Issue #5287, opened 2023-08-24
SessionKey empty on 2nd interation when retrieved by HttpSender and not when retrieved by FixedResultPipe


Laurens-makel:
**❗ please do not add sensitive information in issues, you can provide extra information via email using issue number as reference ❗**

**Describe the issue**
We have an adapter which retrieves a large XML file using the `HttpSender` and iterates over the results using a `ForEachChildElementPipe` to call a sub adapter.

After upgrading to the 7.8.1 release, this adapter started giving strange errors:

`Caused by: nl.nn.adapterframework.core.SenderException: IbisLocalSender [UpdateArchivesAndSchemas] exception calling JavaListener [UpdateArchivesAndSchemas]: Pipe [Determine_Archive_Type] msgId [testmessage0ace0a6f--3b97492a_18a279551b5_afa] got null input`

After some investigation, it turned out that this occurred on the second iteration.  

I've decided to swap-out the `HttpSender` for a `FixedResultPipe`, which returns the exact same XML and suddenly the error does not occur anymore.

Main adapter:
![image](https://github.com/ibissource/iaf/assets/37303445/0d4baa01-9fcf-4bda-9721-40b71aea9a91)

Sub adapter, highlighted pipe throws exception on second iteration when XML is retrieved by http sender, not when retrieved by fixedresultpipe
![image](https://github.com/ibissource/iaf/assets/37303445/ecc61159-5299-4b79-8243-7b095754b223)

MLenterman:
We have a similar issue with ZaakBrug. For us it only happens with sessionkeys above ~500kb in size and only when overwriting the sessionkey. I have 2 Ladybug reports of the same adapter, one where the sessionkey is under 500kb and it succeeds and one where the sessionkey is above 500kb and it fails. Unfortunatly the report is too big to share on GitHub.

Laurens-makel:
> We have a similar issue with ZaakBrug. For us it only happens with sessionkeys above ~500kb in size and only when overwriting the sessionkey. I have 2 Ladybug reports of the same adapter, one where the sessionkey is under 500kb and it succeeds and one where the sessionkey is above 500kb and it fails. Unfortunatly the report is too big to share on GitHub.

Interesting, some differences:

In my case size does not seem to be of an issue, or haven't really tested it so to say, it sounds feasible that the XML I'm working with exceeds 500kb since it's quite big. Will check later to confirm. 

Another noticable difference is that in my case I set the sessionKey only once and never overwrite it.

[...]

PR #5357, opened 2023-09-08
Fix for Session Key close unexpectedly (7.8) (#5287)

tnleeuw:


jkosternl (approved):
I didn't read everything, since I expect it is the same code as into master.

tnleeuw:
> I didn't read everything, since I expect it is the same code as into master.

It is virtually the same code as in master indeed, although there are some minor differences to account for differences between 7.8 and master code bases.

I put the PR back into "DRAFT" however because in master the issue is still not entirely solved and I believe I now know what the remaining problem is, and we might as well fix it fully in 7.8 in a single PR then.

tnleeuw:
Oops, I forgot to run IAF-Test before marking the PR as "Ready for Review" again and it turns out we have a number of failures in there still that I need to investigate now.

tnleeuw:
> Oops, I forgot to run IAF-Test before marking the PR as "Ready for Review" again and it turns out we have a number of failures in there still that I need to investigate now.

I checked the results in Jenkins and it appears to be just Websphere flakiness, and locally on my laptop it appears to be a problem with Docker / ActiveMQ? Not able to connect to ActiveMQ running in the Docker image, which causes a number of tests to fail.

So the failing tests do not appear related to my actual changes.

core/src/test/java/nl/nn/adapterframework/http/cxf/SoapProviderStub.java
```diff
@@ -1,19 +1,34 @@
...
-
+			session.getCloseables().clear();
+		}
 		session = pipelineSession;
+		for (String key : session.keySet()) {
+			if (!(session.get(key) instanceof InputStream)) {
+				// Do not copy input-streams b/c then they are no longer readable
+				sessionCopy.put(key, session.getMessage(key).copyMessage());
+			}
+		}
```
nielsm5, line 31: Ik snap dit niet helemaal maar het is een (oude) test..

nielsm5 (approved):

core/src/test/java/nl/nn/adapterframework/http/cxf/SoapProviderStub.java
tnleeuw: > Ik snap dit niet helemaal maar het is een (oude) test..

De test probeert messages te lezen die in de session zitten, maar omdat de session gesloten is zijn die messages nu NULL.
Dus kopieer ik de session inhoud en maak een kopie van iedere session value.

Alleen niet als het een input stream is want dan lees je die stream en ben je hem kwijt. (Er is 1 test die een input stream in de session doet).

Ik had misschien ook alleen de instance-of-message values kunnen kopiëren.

- - - -

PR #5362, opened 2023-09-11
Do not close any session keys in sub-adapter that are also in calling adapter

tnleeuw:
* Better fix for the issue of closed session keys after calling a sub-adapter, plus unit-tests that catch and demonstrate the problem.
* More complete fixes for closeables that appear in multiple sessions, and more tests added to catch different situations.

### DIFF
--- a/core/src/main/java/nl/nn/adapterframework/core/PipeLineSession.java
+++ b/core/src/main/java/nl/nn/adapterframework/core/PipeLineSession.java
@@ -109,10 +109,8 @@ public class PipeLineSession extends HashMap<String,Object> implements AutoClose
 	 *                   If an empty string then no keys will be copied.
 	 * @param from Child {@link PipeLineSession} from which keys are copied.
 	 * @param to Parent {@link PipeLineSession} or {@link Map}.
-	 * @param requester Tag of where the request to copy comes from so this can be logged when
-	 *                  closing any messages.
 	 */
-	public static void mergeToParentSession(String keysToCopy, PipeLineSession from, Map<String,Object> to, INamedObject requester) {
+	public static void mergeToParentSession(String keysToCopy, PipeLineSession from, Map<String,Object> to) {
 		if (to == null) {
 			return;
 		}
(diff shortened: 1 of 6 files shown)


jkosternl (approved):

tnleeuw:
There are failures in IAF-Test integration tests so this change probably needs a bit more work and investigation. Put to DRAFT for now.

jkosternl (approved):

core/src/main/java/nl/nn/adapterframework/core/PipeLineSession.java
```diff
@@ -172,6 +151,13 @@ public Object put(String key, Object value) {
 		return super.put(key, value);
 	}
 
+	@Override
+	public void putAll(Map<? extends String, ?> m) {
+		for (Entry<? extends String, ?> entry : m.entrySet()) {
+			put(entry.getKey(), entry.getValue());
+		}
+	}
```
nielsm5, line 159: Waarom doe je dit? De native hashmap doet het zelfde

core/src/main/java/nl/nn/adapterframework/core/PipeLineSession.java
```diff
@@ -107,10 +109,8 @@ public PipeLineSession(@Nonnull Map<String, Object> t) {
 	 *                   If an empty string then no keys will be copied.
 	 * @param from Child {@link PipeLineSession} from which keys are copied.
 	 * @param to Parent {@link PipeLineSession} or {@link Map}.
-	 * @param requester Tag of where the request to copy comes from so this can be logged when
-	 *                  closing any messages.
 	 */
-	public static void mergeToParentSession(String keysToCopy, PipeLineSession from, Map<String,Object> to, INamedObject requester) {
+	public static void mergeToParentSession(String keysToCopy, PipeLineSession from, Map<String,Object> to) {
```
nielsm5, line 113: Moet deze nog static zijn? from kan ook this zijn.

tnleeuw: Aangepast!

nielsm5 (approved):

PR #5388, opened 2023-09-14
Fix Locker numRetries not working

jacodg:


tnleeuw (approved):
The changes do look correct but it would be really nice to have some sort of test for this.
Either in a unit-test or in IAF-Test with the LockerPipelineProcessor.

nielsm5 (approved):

- - - -

EXERCISE AIM: Read the entries above and find each line holding the word "assets". Copy it out.

RESULT OF THE TASK:
![image](https://github.com/ibissource/iaf/assets/37303445/0d4baa01-9fcf-4bda-9721-40b71aea9a91)
![image](https://github.com/ibissource/iaf/assets/37303445/ecc61159-5299-4b79-8243-7b095754b223)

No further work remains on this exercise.